百三十一
そこで、はじめて気がついたように米友が、
「うーん、そうだったか」
と言って、自暴《やけ》でこめていた櫓《ろ》の力を抜きますと、弁信が、
「ずいぶん、漕ぎ方が荒かったでございます、どうしたのですか、米友さん、わたくしはどうもそれがおかしいと思って、今まで、ひとりで考えてみました、最初この舟が、あの城あとの前から出る時は、ほんとうに穏かに辷《すべ》り出しました、その舟の辷り出す途端から、米友さんが櫓を押す呼吸も穏かなものでございましたのに――そこで、米友さんも自然に鼻唄が出てまいりましたね、水も、波も、舟も、櫓も、ぴったりと調子が揃《そろ》っておりました、そこで、その調子に乗って、おのずから呼吸が唄となって現われた米友さんの心持も素直なものでございました。わたしはそのときに別なことをこの頭で考えておりましたが、米友さんの唄が、あんまりいい気持でうたい出されたものでございますから、うっかりそれに聞き惚《ほ》れてしまいました。何と言いましたかね、あの唄は……十七姫御が旅に立つ、それを殿御が聞きつけて……おもしろい唄ですね、罪のない唄ですね、それを米友さんがいい心持でうたい出したものですから、わたくしも、つい、いい心持にさせられてしまいましたのです。あなたの音声に聞き惚れたのではございません、その調子がととのっておりました、米友さんの唄いぶりもおのずから練れておりました。あの唄は米友さんが長い間うたい慣れた唄に相違ありません、よく練れていました、気分がしっくりとしていました。関雎《かんしょ》は楽しんで淫せず、と古人のお言葉にありますが、大雅の声というものが、あれなんだろうと思われました、太古の民が地を打って歌い、帝力何ぞ我にあらん、と言った泰平の気分があの唄なんだろうと、わたくしは実に感心して聞き惚れていましたのに、それが半ばからすっかり壊れてしまいました。どうしてあんなに壊れたでしょう、あれほど泰平|雍和《ようわ》の調子が、途中で破れると、すべてが一変してしまいました、あなたの唄が変り、櫓拍子が変り、呼吸が変り、従って舟の動揺が全く変ってしまったのには、わたくしは驚いてしまいました。そうかといって、波風がまた荒くなったのではありません、湖の水流に変化が起ったわけでもありません、前に何か大魚が現われたという気配もございませんし、後ろから何物かが追いかけて来るような空気もございませんのに、ただ、米友さん、あなただけが、荒れ出してしまい、それから後のあなたの舟の漕ぎっぷりというものが、まるで無茶ですね、無茶と言えなければ自暴《やけ》ですね。さっさ押せ押せ、と言いながら、そうして自暴に漕ぎ出してからのお前さんは、いったい、この舟をどこまで漕ぎつけるつもりなのですか。下関といえば内海の果てでございます、それから玄海灘《げんかいなだ》へ出ますと、もう波濤山の如き大海原《おおうなばら》なんでございますよ。ここは近江の国の琵琶の湖、日本第一の大湖でございますが、行方も知らぬ八重の潮路とは違います、それだのに、米友さん、お前さんの、今のその漕ぎっぷりを見ていると、本当に下関まで、この舟を漕ぎつけて行く呼吸でした。下関までではございません、玄海灘――渤海《ぼっかい》の波――天の涯、地の角までこの舟を漕ぎかける勢いでございました」
百三十二
お喋《しゃべ》り坊主の弁信法師は、一気にこれだけのことを米友に向ってまくし立てたが、その間も安然として舳先《へさき》に坐って、いささかも動揺の色はありません。

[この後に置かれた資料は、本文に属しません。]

PR #13259, opened 2026-05-15
refactor(agents): restructure system prompts

axiomofjoy:
## Summary
- Split agent system prompts into per-tool/per-context XML files under `src/phoenix/server/agents/prompts/` and load them via a package `__init__`.
- Bind tool instructions and the docs MCP server at agent build time (via `build_<name>_tool(instructions)` and a `build_agent` parameter) instead of threading them through per-call `ChatDependencies`.
- Introduce a frozen `AgentInstructions` dataclass whose fields default to the bundled XML and can be overridden per `build_agent` call, replacing the old module-level `*_TOOL_SYSTEM_PROMPT` constants.
- Partition tool instructions into static (`dynamic=False`, inside the Anthropic `cache_control` prefix) vs. dynamic (`dynamic=True`, outside it) so toggling gated tools no longer invalidates the cached prefix.
- Replace the history-processor UI context injection with one `@agent.instructions` callback per UI context type (each backed by an overridable `*_CONTEXT_INSTRUCTIONS.xml` template), so per-turn UI state sits after the cache breakpoint.
- Move `graphql.mutations` from the capabilities module onto a typed `GraphQLContext`, and delete the now-unused `capabilities` / `dependencies` modules.
- Move the summarization prompt into `prompts/SUMMARIZATION_PROMPT_INSTRUCTIONS.xml`.
- Rename `MintlifyDocsMCPToolset` → `MintlifyDocsMCPServer` (the type is the MCP transport, not a toolset).
- Add wire-level tests (`test_pydantic_ai_dynamic_instructions_cache.py`, expanded `test_agent_factory.py`) that inspect captured Anthropic request bodies to assert the static/dynamic partition.

## Test plan
- [ ] `make python-typecheck`
- [ ] `uv run pytest tests/unit/server/agents/ -x`
- [ ] `uv run pytest tests/unit/server/agents/test_pydantic_ai_dynamic_instructions_cache.py -x`
- [ ] Smoke-test the PXI agent in the UI: tool-gated features (e.g. set spans filter, set time range) toggle on/off without breaking the system prompt, and UI context pills still render.
- [ ] Verify Anthropic prompt-cache hit rate is non-zero across consecutive turns in a single session.


app/src/agent/context/agentContextTypes.ts
```diff
@@ -63,5 +63,7 @@ export function agentContextKey(context: AgentContext): string {
         : `otel:${context.otelSpanId}`;
       return `span:${project}:${span}`;
     }
+    case "graphql":
+      return "graphql";
```
mikeldking, line 67: why is this needed? It's not a context right? when does this get mounted?

app/src/agent/extensions/capabilities.ts
```diff
@@ -1,18 +1,14 @@
...
- * frontend and server stay in lockstep.
+ * how the UI should expose those controls.
  *
  * For tool-extension workflow guidance, see
  * `.agents/skills/phoenix-pxi/resources/extending-tool-registry.md`.
  */
 export type AgentCapabilityKey =
-  keyof components["schemas"]["AgentCapabilities"];
+  | "bash.retainInactiveSessions"
+  | "graphql.mutations"
```
mikeldking, line 10: if this overly complicates things I think we should consider nixing for now. I'm not super confident in it being good to keep around. Not meant to be blocking but something to put on pre-release checklist

src/phoenix/server/agents/prompts/SUMMARIZATION_PROMPT_INSTRUCTIONS.xml
```diff
@@ -0,0 +1,22 @@
+<role>
```
mikeldking, line 1: this feels slightly out of place as it's not part of the agent per-se

src/phoenix/server/agents/prompts/SUMMARIZATION_PROMPT_INSTRUCTIONS.xml
```diff
@@ -0,0 +1,22 @@
...
+  You generate a short title for a Phoenix chat session. The title
+  appears as a sidebar label in a list of conversations - like a tab
+  name, not a description of what was said. Call the `summary` tool
+  with the title.
+</role>
+
```
mikeldking:
```suggestion
```

mikeldking (approved):

src/phoenix/server/agents/prompts/SUMMARIZATION_PROMPT_INSTRUCTIONS.xml
axiomofjoy: it's not injected into the agent, but the prompt lives in the same directory. were you thinking of keeping in a separate directory?

app/src/agent/context/agentContextTypes.ts
axiomofjoy: this pr puts it in the context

こちらは、いささか櫓拍子をゆるめた宇治山田の米友は、呆《あき》れ面に弁信の面を見詰めていましたが、ちょっとお喋りの呼吸の隙を見て、
「よく、喋る人だなあ、お前さんという人は……」
と言いました。
米友は、お喋りが即ち弁信であり、弁信が即ちお喋りであることを、まだよく知らないから、一気にまくし立てられて呆れ返るばかりでありましたが、弁信の減らず口はまだ続きました。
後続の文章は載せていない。